Task directions: Your response should reproduce every line of the entries that contains the word "rely".

===== Records shown =====

PR #6572, opened 2026-02-10
Implement collisions in the middle of the momentum push for electrostatic PIC

oshapoval:
This PR implements only the ES `mid-v-push` (=collisions are placed in the middle of the momentum push) and replaces current ES `mid-x-push` (=collisions are placed in the middle of the position push) previously implemented in https://github.com/BLAST-WarpX/warpx/pull/5955.  

This PR  is one (ES) part of the previously opened PR: https://github.com/BLAST-WarpX/warpx/pull/6530.


EZoni:
Note to everyone that this reverts some of the changes in https://github.com/BLAST-WarpX/warpx/pull/5955 and implements a different algorithm.

Docs/source/usage/parameters.rst
```diff
@@ -2377,8 +2377,8 @@ Details about the collision models can be found in the :ref:`theory section <mul
     For pairwisecoulomb collisions, when correcting the energy and momentum conservation, this parameter controls the exponent used on the particle weight when distributing the momentum correction.
     With a value greater than 1, it will distribute more of the correction to particles with higher weights.
 
-* ``collisions.split_position_push`` (``bool``, optional, default = 1)
-    If true, collisions are performed in the middle of the position push, which is split into two substeps.
+* ``collisions.split_momentum_push`` (``bool``, optional, default = 1)
+    If true, collisions are performed in the middle of the momentum push, which is split into two substeps.
     This improves energy conservation, as demonstrated in (`Vay et al., Phys. Rev. E 111, 2025 <https://doi.org/10.1103/PhysRevE.111.025306>`__).
     This is only implemented for the explicit evolve scheme and is not available for the implicit evolve schemes.
     It is also not available with embedded boundaries.
```
RemiLehe, line 2419: In a follow-up PR, we can remove this comment, and turn on splitting for the tests in which #5955 explicitly disabled splitting: [here](https://github.com/BLAST-WarpX/warpx/pull/5955/changes#diff-44a60b5193b010954027e556ffa076e2cf7f5e426d56d5c510809a538e40d4a6), [here](https://github.com/BLAST-WarpX/warpx/pull/5955/changes#diff-d7c758badee35f4f64c8481f4cafb202108860cd13dcbb2d765865f7a6b2998e) and [here](https://github.com/BLAST-WarpX/warpx/pull/5955/changes#diff-802250e78ee19e1fcfec13b00d193423ffaa161af4aa76e18891cfa2247dd435)

Regression/Checksum/benchmarks_json/test_2d_collision_xz.json
```diff
@@ -1,26 +1,25 @@
...
     "Bz": 0.0,
     "Ex": 0.0,
     "Ey": 0.0,
     "Ez": 0.0
+  },
+  "ion": {
+    "particle_momentum_x": 2.4933059126793735e-19,
+    "particle_momentum_y": 2.2823553148843995e-19,
+    "particle_momentum_z": 2.2829588242547043e-19,
+    "particle_position_x": 2662166.5033456455,    "particle_position_y": 2651752.9690234065,
```
RemiLehe:
```suggestion
    "particle_position_x": 2662166.5033456455,
    "particle_position_y": 2651752.9690234065,
```

Source/WarpX.cpp
```diff
@@ -1887,37 +1887,37 @@ WarpX::ReadParameters ()
...
-    // Set the default value of m_collisions_split_position_push
-    m_collisions_split_position_push = false;
+    // Set the default value of m_collisions_split_momentum_push
+    m_collisions_split_momentum_push = false;
     const amrex::ParmParse pp_collisions("collisions");
     amrex::Vector<std::string> collision_names;
     pp_collisions.queryarr("collision_names", collision_names);
     bool const collisions = (static_cast<int>(collision_names.size()) == 0) ? false : true;
     if (collisions) {
         if (evolve_scheme == EvolveScheme::Explicit && !EB::enabled()) {
```
RemiLehe, line 1906: In the above-mentioned follow-up PR that enables splitting for the EB, we could remove `&& !EB::enabled()`

Source/Particles/RigidInjectedParticleContainer.cpp
```diff
@@ -440,15 +439,15 @@ RigidInjectedParticleContainer::PushP (int lev, Real dt,
...
                                          Exp, Eyp, Ezp, Bxp,
-                                         Byp, Bzp, qp, mass, dt);
+                                         Byp, Bzp, qp, mass, dt, momentum_push_type);
                 } else if (pusher_algo == ParticlePusherAlgo::Vay) {
                     UpdateMomentumVay( uxpp[ip], uypp[ip], uzpp[ip],
                                        Exp, Eyp, Ezp, Bxp,
-                                       Byp, Bzp, qp, mass, dt);
+                                       Byp, Bzp, qp, mass, dt, momentum_push_type);
                 } else if (pusher_algo == ParticlePusherAlgo::HigueraCary) {
                     UpdateMomentumHigueraCary( uxpp[ip], uypp[ip], uzpp[ip],
```
RemiLehe, line 452: Is there an assert in place somewhere, that if the user tries to use `momentum-split` with Higuera-Cary?

Source/Particles/PhysicalParticleContainer.H
```diff
@@ -180,15 +181,18 @@ public:
                                   bool skip_deposition,
                                   long num_unconverged_particles,
                                   amrex::Gpu::DeviceVector<long> & unconverged_indices,
-                                  amrex::Gpu::DeviceVector<amrex::ParticleReal> & saved_weights);
+                                  amrex::Gpu::DeviceVector<amrex::ParticleReal> & saved_weights,
+                                  MomentumPushType momentum_push_type=MomentumPushType::Full);
```
RemiLehe: Since the splitting does not affect the implicit scheme, I think it would be clearer if we did not modify the signature of `ImplicitPushXP` and `ImplicitPushXPSubOrbits`. Otherwise someone reading the code might get confused.

Docs/source/usage/parameters.rst
```diff
@@ -2381,8 +2381,8 @@ Details about the collision models can be found in the :ref:`theory section <mul
     For pairwisecoulomb collisions, when correcting the energy and momentum conservation, this parameter controls the exponent used on the particle weight when distributing the momentum correction.
     With a value greater than 1, it will distribute more of the correction to particles with higher weights.
 
-* ``collisions.split_position_push`` (``bool``, optional, default = 1)
-    If true, collisions are performed in the middle of the position push, which is split into two substeps.
+* ``collisions.split_momentum_push`` (``bool``, optional, default = 1)
+    If true, collisions are performed in the middle of the momentum push, which is split into two substeps.
     This improves energy conservation, as demonstrated in (`Vay et al., Phys. Rev. E 111, 2025 <https://doi.org/10.1103/PhysRevE.111.025306>`__).
     This is only implemented for the explicit evolve scheme and is not available for the implicit evolve schemes.
```
RemiLehe: This is orthogonal to this PR, but maybe we could add half a sentence to indicate why it is not available for the implicit evolve scheme: the implicit evolve scheme is already energy conserving with MCC collisions, as pointed out in this paper: https://www.sciencedirect.com/science/article/abs/pii/S0021999122000924

Source/Particles/Pusher/ImplicitPushPX.cpp
```diff
@@ -112,13 +112,14 @@ namespace {
...
+        bool const & do_crr,
 #ifdef WARPX_QED
-        , bool const & do_sync,
+        bool const & do_sync,
         amrex::Real t_chi_max,
         amrex::ParticleReal * p_optical_depth_QSR,
-        QuantumSynchrotronEvolveOpticalDepth const & evolve_opt
+        QuantumSynchrotronEvolveOpticalDepth const & evolve_opt,
 #endif
+        MomentumPushType momentum_push_type
```
RemiLehe: Since the splitting is not available for the implicit solver, I would have a preference for not modifying the signature (i.e. no need to pass `momentum_push_type`)

Source/Particles/Pusher/ImplicitPushPX.cpp
```diff
@@ -192,23 +193,23 @@ namespace {
                                           ion_lev ? ion_lev[ip] : 1,
                                           mass, q, pusher_algo, do_crr,
                                           t_chi_max,
-                                          dt);
+                                          dt, momentum_push_type);
```
RemiLehe:
```suggestion
                                          dt, MomentumPushType::Full);
```

Source/Particles/Pusher/ImplicitPushPX.cpp
```diff
@@ -407,7 +408,8 @@ PhysicalParticleContainer::ImplicitPushXP (WarpXParIter & pti,
                                            amrex::Real dt,
                                            long & num_unconverged_particles,
                                            amrex::Gpu::DeviceVector<long> & unconverged_indices,
-                                           amrex::Gpu::DeviceVector<amrex::ParticleReal> & saved_weights)
+                                           amrex::Gpu::DeviceVector<amrex::ParticleReal> & saved_weights,
+                                           MomentumPushType momentum_push_type)
```
RemiLehe: Same comment as above.

Source/Particles/Pusher/ImplicitPushPX.cpp
```diff
@@ -616,11 +618,11 @@ PhysicalParticleContainer::ImplicitPushXP (WarpXParIter & pti,
...
                              ex_type, ey_type, ez_type, bx_type, by_type, bz_type,
                              dinv, xyzmin, domain_double, do_cropping, lo, n_rz_azimuthal_modes, depos_order, depos_type,
-                             getExternalEB, ion_lev, mass, q, pusher_algo, do_crr
+                             getExternalEB, ion_lev, mass, q, pusher_algo, do_crr,
 #ifdef WARPX_QED
-                             , do_sync, t_chi_max, p_optical_depth_QSR, evolve_opt
+                             do_sync, t_chi_max, p_optical_depth_QSR, evolve_opt,
 #endif
-                             );
+                             momentum_push_type);
```
RemiLehe: If `PushXPSingleStep` is only used in the implicit scheme, then I think there is no need to modify its signature.

Source/Particles/Pusher/UpdateMomentumBoris.H
RemiLehe: Could we add a comment somewhere in this file explaining that the algorithm for `FirstHalf` and `SecondHalf` was designed so that a `FirstHalf` update followed by a `SecondHalf` update is mathematically equivalent to one `Full` update.

Source/Particles/Pusher/UpdateMomentumBorisWithRadiationReaction.H
```diff
@@ -22,7 +22,8 @@ void UpdateMomentumBorisWithRadiationReaction(
     amrex::ParticleReal& ux, amrex::ParticleReal& uy, amrex::ParticleReal& uz,
     const amrex::ParticleReal Ex, const amrex::ParticleReal Ey, const amrex::ParticleReal Ez,
     const amrex::ParticleReal Bx, const amrex::ParticleReal By, const amrex::ParticleReal Bz,
-    const amrex::ParticleReal q, const amrex::ParticleReal m, const amrex::Real dt )
+    const amrex::ParticleReal q, const amrex::ParticleReal m, const amrex::Real dt, MomentumPushType momentum_push_type = MomentumPushType::Full)
```
RemiLehe:
```suggestion
    const amrex::ParticleReal q, const amrex::ParticleReal m, const amrex::Real dt, 
    MomentumPushType momentum_push_type = MomentumPushType::Full)
```

Source/Particles/Pusher/UpdateMomentumBorisWithRadiationReaction.H
RemiLehe: This should use
- `dt` when `momentum_push_type` is `Full`
- `dt/2` when `momentum_push_type` is `FirstHalf` or `SecondHalf`

Source/Utils/WarpXAlgorithmSelection.H
```diff
@@ -185,6 +184,8 @@ AMREX_ENUM(
     MomentumPushType,
     None,
```
RemiLehe: Do we need `None`? If not, I would simply remove it to avoid confusion.

Source/Particles/Pusher/UpdateMomentumVay.H
```diff
@@ -21,12 +21,13 @@ void UpdateMomentumVay(
     amrex::ParticleReal& ux, amrex::ParticleReal& uy, amrex::ParticleReal& uz,
```
RemiLehe, line 28: Could we add a comment somewhere in this file explaining that the algorithm for FirstHalf and SecondHalf was designed so that a FirstHalf update followed by a SecondHalf update is mathematically equivalent to one Full update.

RemiLehe: Also: did we explain the math below in the paper (or somewhere else)?

Source/Particles/PhysicalParticleContainer.H
```diff
@@ -159,7 +159,8 @@ public:
                          amrex::Real dt,
                          long & num_unconverged_particles,
                          amrex::Gpu::DeviceVector<long> & unconverged_indices,
-                         amrex::Gpu::DeviceVector<amrex::ParticleReal> & saved_weights);
+                         amrex::Gpu::DeviceVector<amrex::ParticleReal> & saved_weights,
+                         MomentumPushType momentum_push_type=MomentumPushType::Full);
```
RemiLehe: Same remark as below: no need to modify the signature for the functions of the implicit scheme.

Source/Particles/Pusher/ImplicitPushPX.cpp
EZoni: I agree, it looks like this was added in this PR, but wasn't added in the original PR. Not sure it was added this time.

Source/Particles/Pusher/UpdateMomentumBoris.H
```diff
@@ -17,24 +17,27 @@ void UpdateMomentumBoris(
     amrex::ParticleReal& ux, amrex::ParticleReal& uy, amrex::ParticleReal& uz,
     const amrex::ParticleReal Ex, const amrex::ParticleReal Ey, const amrex::ParticleReal Ez,
     const amrex::ParticleReal Bx, const amrex::ParticleReal By, const amrex::ParticleReal Bz,
-    const amrex::ParticleReal q, const amrex::ParticleReal m, const amrex::Real dt )
+    const amrex::ParticleReal q, const amrex::ParticleReal m, const amrex::Real dt, MomentumPushType momentum_push_type = MomentumPushType::Full)
```
EZoni, line 24: Is there a specific reason why we want to set a default here?

Source/Particles/Pusher/UpdateMomentumBoris.H
```diff
@@ -17,24 +17,27 @@ void UpdateMomentumBoris(
...
+    }
     // Compute temporary gamma factor
     constexpr amrex::ParticleReal inv_c2 = 1._prt/(PhysConst::c*PhysConst::c);
     const amrex::ParticleReal inv_gamma = 1._prt/std::sqrt(1._prt + (ux*ux + uy*uy + uz*uz)*inv_c2);
     // Magnetic rotation
     // - Compute temporary variables
-    const amrex::ParticleReal tx = econst*inv_gamma*Bx;
-    const amrex::ParticleReal ty = econst*inv_gamma*By;
-    const amrex::ParticleReal tz = econst*inv_gamma*Bz;
+    const amrex::Real bconst = (momentum_push_type == MomentumPushType::FirstHalf || momentum_push_type == MomentumPushType::SecondHalf) ? 0.5_rt*econst : 1.0_rt*econst;
```
EZoni: Is this equivalent?

```suggestion
    const amrex::Real bconst = (momentum_push_type == MomentumPushType::Full) ? econst : 0.5_rt*econst;
```

Source/Particles/Pusher/UpdateMomentumBorisWithRadiationReaction.H
EZoni: Same question as above, is there a specific reason why we want to set a default here?

Source/Particles/PhotonParticleContainer.cpp
```diff
@@ -230,12 +230,10 @@ PhotonParticleContainer::PushPX (WarpXParIter& pti,
             amrex::ignore_unused(qed_control);
 #endif
 
-            amrex::Real position_dt = dt;
-            if (position_push_type == PositionPushType::FirstHalf || position_push_type == PositionPushType::SecondHalf) {
-                position_dt *= 0.5_rt;
+            if (position_push_type == PositionPushType::Full) {
+                UpdatePosition(x, y, z, ux[i], uy[i], uz[i], dt, mass);
+                SetPosition(i, x, y, z);
```
EZoni, line 235: Maybe this condition would be clearer in negative form in this case, given that `Full` is the only non-trivial option:

```suggestion
            if (position_push_type != PositionPushType::None) {
                UpdatePosition(x, y, z, ux[i], uy[i], uz[i], dt, mass);
                SetPosition(i, x, y, z);
```

Source/Particles/PhysicalParticleContainer.cpp
```diff
@@ -1474,16 +1476,14 @@ PhysicalParticleContainer::PushPX (WarpXParIter& pti,
...
+                                      dt, momentum_push_type);
         }
 #endif
 
-        amrex::Real position_dt = dt;
-        if (position_push_type == PositionPushType::FirstHalf || position_push_type == PositionPushType::SecondHalf) {
-            position_dt *= 0.5_rt;
+        if (momentum_push_type == MomentumPushType::SecondHalf || momentum_push_type == MomentumPushType::Full) {
+            UpdatePosition(xp, yp, zp, ux[ip], uy[ip], uz[ip], dt, mass);
+            setPosition(ip, xp, yp, zp);
```
EZoni: Why is the position update conditional with respect to the momentum options?

Source/Utils/WarpXAlgorithmSelection.H
EZoni: I agree, at this point we can trim things as much as possible.

Docs/source/usage/parameters.rst
```diff
@@ -2381,10 +2381,11 @@ Details about the collision models can be found in the :ref:`theory section <mul
...
     With a value greater than 1, it will distribute more of the correction to particles with higher weights.
 
-* ``collisions.split_position_push`` (``bool``, optional, default = 1)
-    If true, collisions are performed in the middle of the position push, which is split into two substeps.
+* ``collisions.split_momentum_push`` (``bool``, optional, default = 1)
+    If true, collisions are performed in the middle of the momentum push, which is split into two substeps.
     This improves energy conservation, as demonstrated in (`Vay et al., Phys. Rev. E 111, 2025 <https://doi.org/10.1103/PhysRevE.111.025306>`__).
-    This is only implemented for the explicit evolve scheme and is not available for the implicit evolve schemes.
+    This is only implemented for the explicit evolve scheme and is not available for the implicit evolve schemes, because the implicit
+    formulation is intrinsically energy-conserving when combined with MCC collisions, as demonstated in https://www.sciencedirect.com/science/article/abs/pii/S0021999122000924.
```
EZoni: Can we write a proper citation rather than the plain URL?

For example, following the style of another citation one line above:
```suggestion
    formulation is intrinsically energy-conserving when combined with MCC collisions, as demonstated in (`Angus et al., J. Comput. Phys. 456, 2022 <https://www.sciencedirect.com/science/article/abs/pii/S0021999122000924>`__).
```

Source/Particles/PhysicalParticleContainer.cpp
```diff
@@ -1291,7 +1291,7 @@ PhysicalParticleContainer::PushPX (WarpXParIter& pti,
     // Auxiliary booleans
     bool const gather_fields = (
         !do_not_gather &&
-        momentum_push_type != MomentumPushType::None
+        (momentum_push_type == MomentumPushType::Full || momentum_push_type == MomentumPushType::FirstHalf || momentum_push_type == MomentumPushType::SecondHalf)
```
EZoni: Isn't this condition always true? If so, it could be removed altogether.

Source/Particles/PhysicalParticleContainer.cpp
```diff
@@ -1451,7 +1451,7 @@ PhysicalParticleContainer::PushPX (WarpXParIter& pti,
         }
 
 #ifdef WARPX_QED
-        if (momentum_push_type != MomentumPushType::None) {
+        if (momentum_push_type == MomentumPushType::Full || momentum_push_type == MomentumPushType::FirstHalf || momentum_push_type == MomentumPushType::SecondHalf) {
```
EZoni: Same as above, isn't this condition always true? If so, it could be removed altogether.

Source/Particles/PhysicalParticleContainer.cpp
```diff
@@ -1471,7 +1471,7 @@ PhysicalParticleContainer::PushPX (WarpXParIter& pti,
             }
         }
 #else
-        if (momentum_push_type != MomentumPushType::None) {
+        if (momentum_push_type == MomentumPushType::Full || momentum_push_type == MomentumPushType::FirstHalf || momentum_push_type == MomentumPushType::SecondHalf) {
```
EZoni: Same as above, isn't this condition always true? If so, it could be removed altogether.

EZoni: Resolved in [147227c](https://github.com/BLAST-WarpX/warpx/pull/6572/commits/147227c9b779b077202aad73e049c196cad92d0a).

Source/Particles/PhysicalParticleContainer.cpp
EZoni: Resolved in [147227c](https://github.com/BLAST-WarpX/warpx/pull/6572/commits/147227c9b779b077202aad73e049c196cad92d0a).

Source/Particles/PhysicalParticleContainer.cpp
EZoni: Resolved in [147227c](https://github.com/BLAST-WarpX/warpx/pull/6572/commits/147227c9b779b077202aad73e049c196cad92d0a).

Docs/source/usage/parameters.rst
EZoni: Resolved in [147227c](https://github.com/BLAST-WarpX/warpx/pull/6572/commits/147227c9b779b077202aad73e049c196cad92d0a).

Source/Particles/Pusher/UpdateMomentumBoris.H
EZoni: @oshapoval 

Do you think my suggestion is equivalent to the current code? If so, I find it a bit more straightforward.

Source/Particles/Pusher/UpdateMomentumBoris.H
EZoni: @oshapoval 

Did you find out how often we rely on this default in the current code?

Source/Particles/Pusher/UpdateMomentumBoris.H
oshapoval: @EZoni thanks a lot for the comments and review. Yes, it's equivalent in this case, I personally prefer the first option.

Source/Particles/LaserParticleContainer.H
```diff
@@ -79,7 +79,8 @@ public:
                         const amrex::MultiFab& ,
                         const amrex::MultiFab& ,
                         const amrex::MultiFab& ,
-                        const amrex::MultiFab& ) final;
+                        const amrex::MultiFab& ,
+                        MomentumPushType momentum_push_type = MomentumPushType::Full) final;
```
EZoni, line 83: @oshapoval 

Similarly, did you find out how often we rely on this default in the current code?

Source/Particles/Pusher/UpdateMomentumBoris.H
EZoni: The first option being the one where (1) we have a condition that checks two subconditions, so `(a == x || b == y)` instead of `(c == z)`, and (2) we write `1.0_rt*econst` instead of `econst`? Can you explain why you prefer this?

If the reason is readability/clarity, then I think that keeping the code simple but adding a comment would be the better way to go, e.g.,
```suggestion
    // Multiply 'econst' by 1/2 if the momentum push is split in two steps
    const amrex::Real bconst = (momentum_push_type == MomentumPushType::Full) ? econst : 0.5_rt*econst;
```

What do you and @RemiLehe think of this new suggestion?

oshapoval: The explanation is very simple: when I see two conditions explicitly, I need to remember fewer options available for the momentum push.

EZoni: Okay. And what is the benefit of writing `1.0_rt*econst` instead of `econst`? 

I feel like we usually drop ones and zeros as multiplication factors in coding, i.e., we usually write `x` instead of `1.0*x` and `0` instead of `0.0*x`. No? 

I feel like the math here is simple enough (the difference is only a multiplication by `0.5`) that the explicit symmetry of the code is more redundant than necessary.

But it seems like we don't agree, so I'll let @RemiLehe break the tie.

oshapoval: Sorry, I completely missed point (2) - yes, 1.0_rt should be removed, thanks. Regarding the "disagreement" - I think Remi is not enough here. We should go for a lab-wide meeting to discuss this.

Docs/source/usage/parameters.rst
```diff
@@ -2381,10 +2381,11 @@ Details about the collision models can be found in the :ref:`theory section <mul
...
     With a value greater than 1, it will distribute more of the correction to particles with higher weights.
 
-* ``collisions.split_position_push`` (``bool``, optional, default = 1)
-    If true, collisions are performed in the middle of the position push, which is split into two substeps.
+* ``collisions.split_momentum_push`` (``bool``, optional, default = 1)
+    If true, collisions are performed in the middle of the momentum push, which is split into two substeps.
     This improves energy conservation, as demonstrated in (`Vay et al., Phys. Rev. E 111, 2025 <https://doi.org/10.1103/PhysRevE.111.025306>`__).
-    This is only implemented for the explicit evolve scheme and is not available for the implicit evolve schemes.
+    This is only implemented for the explicit evolve scheme and is not available for the implicit evolve schemes, because the implicit
+    formulation is intrinsically energy-conserving when combined with MCC collisions, as demonstated in `Angus et al., J. Comput. Phys. 456, 2022 <https://doi.org/10.1016/j.jcp.2022.111030>`__.
```
```suggestion
    formulation is intrinsically energy-conserving when combined with MCC collisions, as shown in `Angus et al., J. Comput. Phys. 456, 2022 <https://doi.org/10.1016/j.jcp.2022.111030>`__.
```

Source/Particles/Pusher/UpdateMomentumBoris.H
```diff
@@ -11,30 +11,37 @@
 #include <AMReX_REAL.H>
 
 /** \brief Push the particle's positions over one timestep,
- *    given the value of its momenta `ux`, `uy`, `uz` */
+ *    given the value of its momenta `ux`, `uy`, `uz`
+ *    Note that UpdateMomentumBoris algorithm can be splitted into FirstHalf and SecondHalf
```
RemiLehe:
```suggestion
 *    Note that UpdateMomentumBoris algorithm can be split into FirstHalf and SecondHalf
```

Source/Particles/Pusher/UpdateMomentumBoris.H
RemiLehe: I think that the default can indeed be removed: it seems that we do not rely on it in the current code.

Source/Particles/Pusher/UpdateMomentumBoris.H
```diff
@@ -11,30 +11,37 @@
...
+ *    momentum updates. FirstHalf and SecondHalf updates are constructed so that
+ *    performing FirstHalf followed by SecondHalf is mathematically
+ *    equivalent to a single Full update. */
 AMREX_GPU_HOST_DEVICE AMREX_INLINE
 void UpdateMomentumBoris(
     amrex::ParticleReal& ux, amrex::ParticleReal& uy, amrex::ParticleReal& uz,
     const amrex::ParticleReal Ex, const amrex::ParticleReal Ey, const amrex::ParticleReal Ez,
     const amrex::ParticleReal Bx, const amrex::ParticleReal By, const amrex::ParticleReal Bz,
-    const amrex::ParticleReal q, const amrex::ParticleReal m, const amrex::Real dt )
+    const amrex::ParticleReal q, const amrex::ParticleReal m, const amrex::Real dt, MomentumPushType momentum_push_type = MomentumPushType::Full)
```
RemiLehe, line 24:
```suggestion
    const amrex::ParticleReal q, const amrex::ParticleReal m, const amrex::Real dt, MomentumPushType momentum_push_type)
```

Source/Particles/Pusher/UpdateMomentumBoris.H
```diff
@@ -11,30 +11,37 @@
...
+    }
     // Compute temporary gamma factor
     constexpr amrex::ParticleReal inv_c2 = 1._prt/(PhysConst::c*PhysConst::c);
     const amrex::ParticleReal inv_gamma = 1._prt/std::sqrt(1._prt + (ux*ux + uy*uy + uz*uz)*inv_c2);
     // Magnetic rotation
     // - Compute temporary variables
-    const amrex::ParticleReal tx = econst*inv_gamma*Bx;
-    const amrex::ParticleReal ty = econst*inv_gamma*By;
-    const amrex::ParticleReal tz = econst*inv_gamma*Bz;
+    const amrex::Real bconst = (momentum_push_type == MomentumPushType::FirstHalf || momentum_push_type == MomentumPushType::SecondHalf) ? 0.5_rt*econst : 1.0_rt*econst;
```
RemiLehe:
```suggestion
    const amrex::Real bconst = (momentum_push_type == MomentumPushType::FirstHalf || momentum_push_type == MomentumPushType::SecondHalf) ? 0.5_rt*econst : econst;
```

Source/Particles/LaserParticleContainer.cpp
```diff
@@ -783,7 +783,8 @@ LaserParticleContainer::ComputeWeightMobility ([[maybe_unused]] Real Sx, [[maybe
 void
 LaserParticleContainer::PushP (int /*lev*/, Real /*dt*/,
                                const MultiFab&, const MultiFab&, const MultiFab&,
-                               const MultiFab&, const MultiFab&, const MultiFab&)
+                               const MultiFab&, const MultiFab&, const MultiFab&,
+                               MomentumPushType /*momentum_push_type*/)
```
RemiLehe, line 787: Note: this is fine for now, for electrostatic PIC and will be updated in #6581

Source/Particles/LaserParticleContainer.H
RemiLehe: Let us discuss this in #6581

Source/Particles/MultiParticleContainer.H
```diff
@@ -132,7 +132,8 @@ public:
     */
     void PushP (int lev, amrex::Real dt,
                 const amrex::MultiFab& Ex, const amrex::MultiFab& Ey, const amrex::MultiFab& Ez,
-                const amrex::MultiFab& Bx, const amrex::MultiFab& By, const amrex::MultiFab& Bz);
+                const amrex::MultiFab& Bx, const amrex::MultiFab& By, const amrex::MultiFab& Bz,
+                MomentumPushType momentum_push_type=MomentumPushType::Full);
```
RemiLehe:
```suggestion
                MomentumPushType momentum_push_type);
```

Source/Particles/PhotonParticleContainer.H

=====

Solution for this problem:
Did you find out how often we rely on this default in the current code?
Similarly, did you find out how often we rely on this default in the current code?
RemiLehe: I think that the default can indeed be removed: it seems that we do not rely on it in the current code.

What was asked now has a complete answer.